Dikatakan, sanggar senam di Kelurahan Citeureup setidaknya dapat terus dimotivasi agar mampu memberikan kontribusi positif terhadap warga masyarakatnya terutama olah raga senam yang didominasi oleh kalangan wanita, tambahnya.
Diwaktu yang sama, Ketua Rw.07, Dadan Komara menyebut olah raga Senam akhir – akhir ini berkembang dengan pesat, “Hampir di setiap kelurahan, kecamatan yang ada di Kota Cimahi sudah banyak berdiri komunitas olah raga senam, seperti Senam Aerobick, Senam Zumba, Senam Jantung Sehat, Senam Kreasi dan Senam Lansia,” tutur Dadan.
Dia berharap dengan diadakannya lomba seperti ini dapat mempertahankan eksistensi sekaligus mengembangkan Sangar Senam dan Komunitas Senam itu sendiri.
“Saya sangat mendukung kegiatan seperti ini, karena tarian atau senam kreasi ini kreatif dan konstruktif serta menumbuhkan intensitas emosional. Senam Kreasi ini dapat dijadikan aktivitas rekreasi, terapi, juga dapat menjadi alat ekspresi dan laku estetis, inilah nilainya bagi anak,” ujar Dadan Komara.

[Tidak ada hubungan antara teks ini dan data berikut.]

PR #388, opened 2021-03-23
Detect being linked to pthread

gperciva:

PR #392, opened 2021-03-28
noeintr_close.c with libpthread_stubs

gperciva:


gperciva:
This is a version of `noeintr_close.c` which can be compiled into `liball.a`.   This results in `liball.a` having the unresolved symbols of `pthread_mutex_lock()` and `pthread_mutex_unlock()`.

For every binary in our git tree, the build system ensures that:
- if `LDADD_REQ` includes `-lpthread`, then there's no special action.  (The symbols are in that library.)
- if `LDADD_REQ` does not include `-lpthread`, then it adds `libpthread_stubs.a` to the command-line.  This allows the linker to resolve `pthread_mutex_lock()` and `pthread_mutex_unlock()` to our custom (no-op) functions.

In https://github.com/Tarsnap/libcperciva/pull/312#issuecomment-805092349, you said that this wouldn't work if `libpthread` was a dynamic library, but so far I haven't seen evidence of it not working.

You also mused about having runtime detection of whether we're linked to `pthread`.  I think that this method is superior, since we still need to link the binary before we can mess around with runtime detection, and using stubs side-steps the question of detection.  But if runtime detection is still needed, I think the sketch in https://github.com/Tarsnap/libcperciva/pull/388 works.

cperciva:
I like this more than I thought I would.  In particular, the "build logic ensures we have either libpthread_stubs OR -lpthread" is nice.  My comment in #312 about problems if libpthread is dynamic was that if we link to the stubs *and* pthread then we can't guarantee which version we get; but if the build logic makes sure we have one or the other I think we're good.

I probably won't be able to review this properly for at least a couple weeks but don't take my silence as disapproval.

gperciva:
I think that technically this is a POSIX violation, unfortunately.

The c99 spec 7.1.3 Reserved identifiers says
> All identifiers with external linkage (including future library directions) and errno are always reserved for use as identifiers with external linkage.

and POSIX reserves the prefix `pthread_`.   A non-authoritative source [1] specifically gives the example of a custom `malloc()` being non-compliant.
[1] https://wiki.sei.cmu.edu/confluence/display/c/DCL37-C.+Do+not+declare+or+define+a+reserved+identifier

I think we can still get `noeintr_close.c` to work, by adding a `maybe_lock.c` which calls pthread functions within an `#ifdef USE_PTHREAD`.  That file couldn't be part of `liball.a`; any binary which used `noeintr_close.c` would need to compile it.  The build logic would automatically set or not-set USE_PTHREAD.  I'll try implementing it tomorrow.  It's not as cute of a solution, but it's probably more straightforward.

PR #551, opened 2026-07-29
elasticarray: _exportdup() for empty array, option beta

gperciva:


gperciva:
Two alternate PRs: #550 and #551.

option alpha #550 is what you wrote in Feb.

option beta #551 is my alternative.  In particular: 1) this makes `_exportdup()` return the same values as `_export()`, and 2) the code is a better match for existing code in `_truncate()` and `resize()`.

cperciva:
I was initially returning malloc(1) in order to avoid users of this API running into "copy zero bytes from NULL" bugs -- but as you say, it makes more sense to match what `_export` does, so let's go with this one.

gperciva:
Ready for merge now.

PR #552, opened 2026-08-02
Nitpicks

gperciva:


POSIX/posix-cflags-filter.sh
```diff
@@ -23,7 +23,7 @@ if ! ${CC} -O2 "${D}/posix-trivial.c" 2>/dev/null; then
 		echo '	if [ "$OPT" = "-O2" ]; then'
 		echo '		continue'
 		echo '	fi'
-		echo '	CFLAGS_FILTERED="$CFLAGS $OPT"'
+		echo '	CFLAGS_FILTERED="$CFLAGS_FILTERED $OPT"'
```
gperciva, line 26: Ok, this fix isn't merely a "nitpick".  But it seemed to fit thematically with "a set of small fixes that have no real effect", and after a few seconds I decided to stop agonizing about the name of the branch & PR.

gperciva:
Also: should I be giving imaginary bounty values for Claude-suggested fixes?

cperciva:
> Also: should I be giving imaginary bounty values for Claude-suggested fixes?

Yes.  Obviously since it's not "real money" it's less essential, but I think it's useful nonetheless for historical purposes to be able to say "here's the value of the bugs Claude found" without needing to re-inspect every patch.  (I've strongly encouraged people to include LLMs in security advisory credits for this reason too.)

gperciva:
Ok, I've added some bounty suggestions.

PR #554, opened 2026-08-04
STYLE: ignore failures or callback returns in error paths

gperciva:


gperciva:
ref your comment here: https://github.com/Tarsnap/spiped/pull/427#discussion_r3609446416

PR #555, opened 2026-08-11
Improve atexit handling

gperciva:


gperciva:
More commits from Feb.  2 of these are recent: Claude didn't complain about mpool and getopt, so those commits don't have any such attribution in the commit message.

PR #556, opened 2026-08-12
Fixes for json

gperciva:


gperciva:
Claude fixes for json from Feb.

As discussed briefly at the time, I split the "allow whitespace" away from the "Fix skipping arrays/objects with whitespace" commit.  There's also other editing, which I kept separate rather than changing the commits with your names on them without you taking a look at it.

What's the intended scope of `json.c`?  There's quite a few cases where it parses invalid json, or fails to parse valid json.  Do we want this to be fully compliant, or is "works with AWS" good enough?

cperciva:
> What's the intended scope of json.c? There's quite a few cases where it parses invalid json, or fails to parse valid json. Do we want this to be fully compliant, or is "works with AWS" good enough?

The intended scope is exactly what it says: If there is a valid JSON object *and* it contains a name-value pair with the specified name, return a pointer to the value.  If we're passed invalid JSON, we have no obligations; we're trying to extract a value, not validate the entire blob.

If there's a case where valid JSON is not handled, that's a bug.

gperciva:
Hmm.  6e197472ddbcdd58418f8414ffde7ceedd488ed7 adds two "non-match because JSON is invalid" entries; one of which came from `0021-tests-json-Add-3-more-test-cases.patch` in Feb.

Is the idea to add a few test cases of invalid json only when those cases triggered a memory-access bug?  I'm wondering if we should be testing invalid json at all.  Or maybe add a few more cases that already work, as a regression test?

cperciva:
Well, we should never have buffer overruns even if the JSON input is invalid.

And I'm not saying we can't reject broken JSON, just that it's not the priority.  (And in particular we shouldn't aim for *completeness* since that would require far more code, which would increase the risk of introducing more bugs.)

gperciva:
I haven't made any further changes after clarifying the scope, so this is still good for review.  In particular, checking that my changes to your Feb commits are ok.

cperciva:
LGTM, please tidy up the git history.

gperciva:
Rebased, ready for merge.

PR #558, opened 2026-08-14
sock_resolve(): allow port 0 for [x.y.z.a] addrs

gperciva:


gperciva:
I'm not certain if this should accept 0, or if we need to restore (and clarify) a lost comment.

`sock_resolve()` accepted:
    localhost:0
but not
    [127.0.0.1]
    [127.0.0.1]:0

If the addr is a host name, it's handled by `sock_resolve_host()`, which makes no requirements about the port number.

When this file was added in:
>
>    2011-09-07 Add code taken from spiped, kivaloo, and scrypt.
>    a7630848193ff232b5bae080af53a098560fe28b

it used a strtol() for the parsing, and the comment above it was:

    /*
     * Parse the port number.  If strtol fails to parse the port number,
     * it will return 0; but that's fine since port 0 is invalid anyway.
     */

That comment was lost when we switched to PARSENUM_EX in:
    2019-09-19 sock: use PARSENUM_EX
    44a0edb293980d237125079b65b1e85159880b98
so I'm not certain what the rationale was.

Not accepting :0 became more of a problem when we added sock_addr_ensure_port(), which deliberately adds :0 if there's no port number.

gperciva:
(changed to draft because the current commit message is almost certainly not what we want to keep)

Relevant info: a few years ago, we added `-b <bind address>` to spiped, which in turn prompted `sock_addr_ensure_port()` which adds a port number of `:0` if there wasn't any.

cperciva:
I think the "lost comment" is because PARSENUM_EX is checking both that the port number is parsable and that it's between 1 and 65535, so the quirk of strtol returning 0 for both "0" and error isn't relevant.

gperciva:
The first half of the second sentence, yes.  But the second half of the "lost comment" is "but that's fine since port 0 is invalid anyway."

I vaguely remember that at some point you said "it's ok if a host name has no port, because people can be vague about that; but if they're going to be exact with [x.y.z.a] then they should be exact about the port as well".  But if I'm not hallucinating that statement, we should probably include that as a code comment or even an API contract.

cperciva:
I'm inclined to say that we need to split sock_resolve into sock_resolve (current behaviour) and sock_resolve_bindable (allows port 0), which both call sock_resolve_internal(addr, minport).

Port 0 is invalid for an address to listen or connect to, but it is valid as something for an outgoing connection to be bound to (in which case 0 means "any port").

gperciva:
Hmm.  We already have `sock_resolve_one(addr, addport)`.  If `addport` is non-zero, then obviously we'd want that to allow port 0.

Are you sure you want a new `sock_resolve_bindable()` instead of adding an `(int allow_port_zero)` argument?

cperciva:
Oh, it could be done a different way.  But I don't think we should change the API for existing functions, just because that forces changes everywhere they're currently being used.

gperciva:
ok

gperciva:
Updated with `sock_resolve_internal()` and `sock_resolve_bindable()`.

PR #560, opened 2026-08-15
events_network: start with 16 fds

gperciva:


gperciva:
This arose from Feb's `0002-events_network-Don-t-set-fds-to-NULL.patch`, but I revised it considerably to start with space for 16 fds (since that's what `growpollfd()` did).

Other than that, I have absolutely no evidence to suggest 16 rather than 8 or 1.

PR #561, opened 2026-08-18
Theoretical issues with crypto_aesctr

gperciva:


crypto/crypto_aesctr_shared.c
```diff
@@ -27,7 +27,10 @@ crypto_aesctr_stream_cipherblock_generate(struct crypto_aesctr * stream)
 	if (stream->pblk[15] == 0) {
 		/*
 		 * If incrementing the least significant byte resulted in it
-		 * wrapping, re-encode the complete 64-bit value.
+		 * wrapping, re-encode the complete 64-bit value from bytectr;
+		 * this happens once every 256 blocks.  We also rely on this to
+		 * finish initializing the stream, as crypto_aesctr_init2() set
+		 * pblk[15] <- 0xff.
```
cperciva: `pblk[15] = 0xff` ?

cperciva:
Minor commit message tweak but everything else looks fine.  Fix that and I'll merge.

crypto/crypto_aesctr_shared.c
gperciva: I was deliberately using the psuedocode notation of "assignment via an arrow" to avoid the confusion of math `=` vs. programming assignment `=`, but evidently that wasn't the best idea here.

I'll change it to `=`.

gperciva:
Rebased, adjusted comment, and also rewrapped that comment at 78 chars.

PR #563, opened 2026-08-25
pull_request_template.md: add

gperciva:


gperciva:
Add a PR template that _might_ cut down on AI slop.

I checked that HTML comments are not displayed, so in that respect there's nothing to lose.  Human contributors will probably delete the comment anyway, which adds a slight amount of friction to submitting a PR, but it's a tiny amount compared to producing a good-quality commit, so it's probably ok?

PR #564, opened 2026-09-02
Parsenum: reject NaN for bounded floats

gperciva:


gperciva:
This still allows NaN for unbounded floats and doubles.

We could easily forbid those as well, but the test suite explicitly checks that we parse NaN.  I don't think we actually use that for anything, but I figured that rejecting it for bounded ranges (for which it clearly doesn't belong) was the least invasive way to go.

Fixes https://github.com/Tarsnap/scrypt/issues/423 and assorted copycat bug bounty claims.

util/parsenum.h
```diff
@@ -89,8 +89,7 @@ _Pragma("clang diagnostic pop")
 		(((*(x)) = 1, (*(x)) /= 2) > 0)	?			\
 			(((base) == 0) ?				\
 				((*(x)) = parsenum_float((s),		\
-				    (double)-INFINITY,			\
-				    (double)INFINITY, (trailing))) :	\
+				    0, 0, (trailing), 0)) :		\
```
cperciva, line 92: The change from [-INFINITY, INFINITY] to [0, 0] needs to be explained in the commit message.

util/parsenum.h
```diff
@@ -151,7 +151,7 @@ parsenum_float(const char * s, double min, double max, int trailing,
 	val = strtod(s, &eptr);
 	if (eptr == s || (!trailing && (*eptr != '\0')))
 		errno = EINVAL;
-	else if (bounded && ((val < min) || (val > max)))
+	else if (bounded && (isnan(val) || (val < min) || (val > max)))
```
cperciva: Rather than checking with `isnan`, how about checking that `(val >= min) && (val <= max)`?  That fails on NaNs since they compare false to everything.

gperciva:
Updated by rebasing, to fix the commit message.

I'm not a huge fan of
```
       else if (bounded && (!((val >= min) && (val <= max))))
```
but not my call, so ok.

PR #193, opened 2026-04-18
[recipes] Brain backup and export

alanshurafa:
## Summary

Node.js recipe that exports every Open Brain Supabase table to dated local JSON files with streaming pagination.

- Paginates through PostgREST 1,000 rows at a time; streams rows to disk so large tables never load fully into memory
- Dated filenames (`<table>-YYYY-MM-DD.json`) for simple daily retention
- Prints a row-count and file-size summary per table
- **`thoughts` is required; optional companion tables (`entities`, `edges`, `thought_entities`, `ingestion_jobs`, `ingestion_items`) are backed up only if present.** Stock Open Brain installs skip them cleanly instead of erroring.
- No dependencies beyond Node 18+; config via `.env.local`

## Why

Open Brain users accumulate thousands of thoughts over time but Supabase-side backups require plan-tier access or manual dumps. A zero-dependency Node recipe gives anyone on the free tier a scriptable backup path that runs from cron / Task Scheduler.

The optional-table handling lands specifically so this recipe works against **every** Open Brain install, not just ones that have also installed the entity-extraction or smart-ingest schemas. Missing companion tables return a PostgREST 404, which the script treats as "skip with a log line" rather than an error.

Part 11 of 12 in the OB1 Alpha Milestone consolidation.

## Test plan

- [ ] Run against a stock Open Brain project (only `thoughts` table) — verify `thoughts` backs up, optional tables log `skipped (table not present)`
- [ ] Run against a project that has the optional tables — verify all exports succeed
- [ ] Drop `thoughts` temporarily → verify the script throws `Required table "thoughts" not found`
- [ ] Kill mid-run on a large `thoughts` export → verify no partial/corrupt JSON left behind (next run overwrites cleanly)
- [ ] Verify dated filename rotates correctly across days
- [ ] `node --check backup-brain.mjs` passes
- [ ] `metadata.json` passes the gate schema


alanshurafa:
Conflicts with `main`. Before I rebase, should this stay as-is, be reshaped, or be dropped? I can refresh it quickly if you want to keep it.

alanshurafa:
Rebased onto `main` — no conflicts now. This updates the existing `recipes/brain-backup/` rather than adding it.

For review context: `main`'s copy of this recipe predates its code review. This PR is the reviewed version — terminating pagination (the loop on `main` checks a stale page-size value), PGRST205-only "table missing" handling, atomic writes via tmp+rename, an AbortController fetch timeout, and BOM-tolerant env parsing. An upgrade over what's on `main`.

justfinethanku (approved):
Reviewed the recipe/code updates, added the missing community credit block, and confirmed the refreshed branch passes the visible required Actions checks. Approving for maintainer merge.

Sementara Nofirmansyah Nazwar salah satu instruktur senam ternama di Kota Cimahi menjelaskan, Tari Maumere atau Gemu Fa Mire merupakan tarian kreasi baru sejenis Poco-poco yang bisa dibawakan sebagai tarian atau juga olah tubuh (senam).
Disebutkan, ciri Tarian Gemu Fa Mire adalah hentakan kaki dengan ritme yang sesuai irama lagu. “Tari Maumere pun menjadi populer di tingkat nasional. Gerakan tarinya lalu berubah menjadi gerakan senam irama dengan berbagai variasi dan lebih dikenal sebagai senam Maumere,” ungkapnya.